## [Work item]
The answer must be every line from the listing that holds the string "async".

────────

Issue #2284, opened 2022-07-21
Add server proxy wrapper helper to @trpc/server v10


IgnusG:
I'm experimenting with a new stack and using v10 of trpc for it (the new proxy calls are awesome btw.). During SSR, I want to call my router procedures directly from the server (so without the client) - the adapters seem to still use the previous `.createCaller` API (maybe there's a newer one available?). I've noticed the types do actually include the correct (procedure) paths but those values are all undefined during runtime:

```ts
const UserRouter = trpc.router({
	getAll: trpc.procedure.query(async () => {
		return (await prisma.user.findMany()) as UserRecord[];
	}),
});

console.log(UserRouter.getAll.query()); // <- Typescript is happy, but it doesn't work during runtime (.getAll is undefined)
```

Based on the client proxy wrapper (which gave me an error when I wrapped the server router with it), I wrote this little helper:

```ts
import type { AnyRouter } from "@trpc/server";

export function createTRPCServerProxy<T extends AnyRouter>(router: T, path: string[] = []): T {
	return new Proxy(router, {
		get(target, p: string) {
                        // You can extend this for mutations too - 'tis just an example
			if (p === "query") {
				return (input: any, opts: any) => {
					const caller = target.createCaller(opts.context);

					return caller.query(path.join("."), input);
				};
			} else {
				return createTRPCServerProxy(target, [...path, p]);
			}
		},
	});
}
```

```ts
console.log(createTRPCServerProxy(UserRouter).getAll.query()); // <- Works and typechecks correctly
```

The types for the router are already there (as I mentioned earlier) so we don't have to adjust those. I just wrap the property accesses and chain them into the query after the `createCaller` has been finally called.

This worked for me, it would be nice though if trpc@10 had this method built-in 🙂  
Alternatively it would also work if the procedure properties were actually defined during runtime (I don't know if this is planned since the types are there but it might require more changes if it is not).

KATT:
See #2233, does that look like what you want?

KATT:
Maybe I didn't release a new alpha with that 🤔

IgnusG:
Oh yeah, this is perfect! I think the version I have (`10.0.0-alpha.38`) doesn't have that yet (neither during runtime, nor the typings)

JonParton:
I can't seem to figure out how to get this `caller` to work either (runtime or types) so hopefully just not included in the release!

KATT:
[...]

PR #2303, opened 2022-07-23
Use chainable proxy in `appRouter.createCaller()`

KATT:


examples/.interop/next-prisma-starter/src/server/routers/post.test.ts
```diff
@@ -13,10 +13,8 @@ test('add and get post', async () => {
     text: 'hello test',
     title: 'hello test',
   };
-  const post = await caller.mutation('post.add', input);
-  const byId = await caller.query('post.byId', {
-    id: post.id,
-  });
+  const post = await caller['post.add'](input);
+  const byId = await caller['post.byId']({ id: post.id });
```
KATT, line 17: cc @sachinraja 


Shouldn't this be?:

```suggestion
  const post = await caller.post.add(input);
  const byId = await caller.post.byId({ id: post.id });
```

❓

KATT: Related: #2284

cc @IgnusG

sachinraja: Yes but I'm not sure it's worth it to implement. Type perf is already worsened on the interop routers. We'd have to replicate the structure of a nested router, derived from an interop router.

KATT: Alright, let's take this as a task on the roadmap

────────

## [Exercise output]
	getAll: trpc.procedure.query(async () => {
@@ -13,10 +13,8 @@ test('add and get post', async () => {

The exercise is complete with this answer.